How This Recipe Comes Together
Start by boiling the macaroni until al dente and draining it well. Melt butter in the empty pot and warm the milk with the seasonings just until tiny bubbles form — don’t let it boil. Return the drained pasta to the pot, then reduce heat and add shredded sharp cheddar a little at a time, stirring until a smooth, glossy sauce forms. Finish by tasting and adjusting salt and pepper, then serve immediately for the creamiest texture.
What You’ll Need
8 ounces macaroni, 2 cups shredded sharp cheddar cheese, 1/2 cup milk, 2 tablespoons butter, 1/2 teaspoon salt, 1/4 teaspoon black pepper, 1/4 teaspoon garlic powder, 1/4 teaspoon onion powder
Ingredient notes:
- Use sharp cheddar for bright flavor; mild will be creamier but less tangy.
- Shred block cheese yourself for smoother melting — pre-shredded often contains anti-caking agents that can make the sauce grainy. A box grater or food processor works fine.
- Whole milk gives richer results; 2% works in a pinch.
For a heartier meal, serve this alongside smoky mains like these cheesy ranch potatoes and smoked sausage.
Step-by-Step Instructions
- Bring a large pot of salted water to a rolling boil. Add the macaroni and cook according to package instructions until al dente. Drain the pasta well and set it aside — excess water will thin the sauce.
- Return the now-empty pot to medium heat. Add the butter and let it melt, tilting or swirling the pot to coat the bottom.
- Pour in the milk. Stir in the salt, black pepper, garlic powder, and onion powder. Warm the mixture until you see small bubbles around the edges, but do not let it come to a full boil.
- Add the drained macaroni back into the pot and stir to combine, fully coating the pasta with the warm milk mixture.
- Lower the heat to low. Gradually add the shredded sharp cheddar in small handfuls, stirring constantly after each addition until the cheese melts and the sauce becomes smooth.
- Taste and adjust seasoning if needed. Serve the mac and cheese immediately while it’s hot and creamy.
Best Ways to Enjoy It
This mac and cheese is versatile: serve it as a main with a crisp green salad, or as a side to grilled chicken or pork. For a classic comfort combo, top with breadcrumbs and broil briefly (transfer to an oven-safe dish first) for a crunchy finish. Looking for a lighter plate? Pair it with a bright, acidic slaw or lemony roasted broccoli to cut the richness.

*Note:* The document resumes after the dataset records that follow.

PR #382, opened 2026-06-12
Don't decay pointer for null checks in niche optims

giltho:
An issue is to do with, e.g. `Option<NonNull<_>>`. When reading the discriminant of the option, the interpreter performs a pointer decay because it must read the discriminant of the Option, which spans the entire NonNull. That's a bit dumb, because that's effectively just a null check, which should be extremely cheap. Talk about zero-cost abstraction.

Here's a fun insight though: it's cheaper to cast an integer to a pointer than the other way around. So, when the niche is the size of a pointer, instead of reading an integer, we read a pointer. And then if we just want to check whether it's == 0, it's a null check. Otherwise, we decay

Note that the win isn't that substantial because without the charon transformation coming in other PRs, pointer decay still happens in another place for the same pointers we're dealing with here, in calls to __rust_alloc. Combined with the charon change, this amounts to ~1/2 of all decays

### DIFF
--- a/soteria-rust/lib/typed.ml
+++ b/soteria-rust/lib/typed.ml
@@ -114,9 +114,7 @@ module BitVec = struct
 
   let max ~signed l r = ite (gt ~signed l r) l r
   let min ~signed l r = ite (lt ~signed l r) l r
-
-  let sure_is_zero v =
-    match to_z v with Some z -> Z.equal z Z.zero | None -> false
+  let sure_is_zero v = Option.is_some_and Z.(equal zero) (to_z v)
 end
 
 module BV = BitVec
--- a/soteria-rust/lib/typed.ml
+++ b/soteria-rust/lib/typed.ml
@@ -114,6 +114,9 @@ module BitVec = struct
 
   let max ~signed l r = ite (gt ~signed l r) l r
   let min ~signed l r = ite (lt ~signed l r) l r
+
+  let sure_is_zero v =
+    match to_z v with Some z -> Z.equal z Z.zero | None -> false
 end
 
 module BV = BitVec
--- a/soteria-rust/lib/value_codec.ml
+++ b/soteria-rust/lib/value_codec.ml
@@ -200,20 +200,47 @@ struct
         Fields_shape.discriminator -> Types.variant_id ParserMonad.t = function
       | Known v -> ok v
       | Branch { offset = tag_ofs; tag_ty; children; fallback } ->
-          let* tag = query (TLiteral tag_ty, offset +!!@ tag_ofs) in
-          let tag = as_base tag_ty tag in
+          (* You know what's cheaper than Pointer->Integer cast?
+             Integer->Pointer cast. If the tag is pointer-sized, we read it as a
+             pointer anyway, and special case null-checking. Allows for
+             optimising away decays happening for e.g. Option<NonNull<T>>. *)
+          let* tag =
+            if size_of_literal_ty tag_ty = Crate.pointer_size () then
+              let+ v = query (unit_ptr, offset +!!@ tag_ofs) in
+              `Ptr (fst (as_ptr v))
+            else
+              let+ v = query (TLiteral tag_ty, offset +!!@ tag_ofs) in
+              `Int (as_base tag_ty v)
+          in
+          let pp_tag ft = function
+            | `Int v -> Typed.ppa ft v
+            | `Ptr p -> Sptr.pp ft p
+          in
           let pp_info ft () =
-            Fmt.pf ft ", read %a: %s at offset %a" Typed.ppa tag
+            Fmt.pf ft ", read %a: %s at offset %a" pp_tag tag
               (Print.literal_type_to_string tag_ty)
               Typed.ppa offset
           in
+          let cond_for from_ to_ =
+            let int_cond tag =
+              if Typed.equal from_ to_ then tag ==@ from_
+              else from_ <=@ tag &&@ (tag <=@ to_)
+            in
+            match tag with
+            | `Int tag -> ok (int_cond tag)
+            | `Ptr ptr ->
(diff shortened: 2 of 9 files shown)


soteria-rust/test/cram/common.sh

For inspiration on hearty mains that pair nicely, try this spicy chicken sandwich recipe alongside your mac.
Storage and Reheating Tips
Cool leftovers quickly and store in an airtight container in the refrigerator for up to 3–4 days. For longer storage, freeze in a freezer-safe container for up to 1 month.
Reheating:
- Stovetop: Warm in a saucepan over low heat with a splash of milk, stirring until creamy.
- Microwave: Heat in 30-second bursts, stirring and adding a little milk between intervals to restore creaminess.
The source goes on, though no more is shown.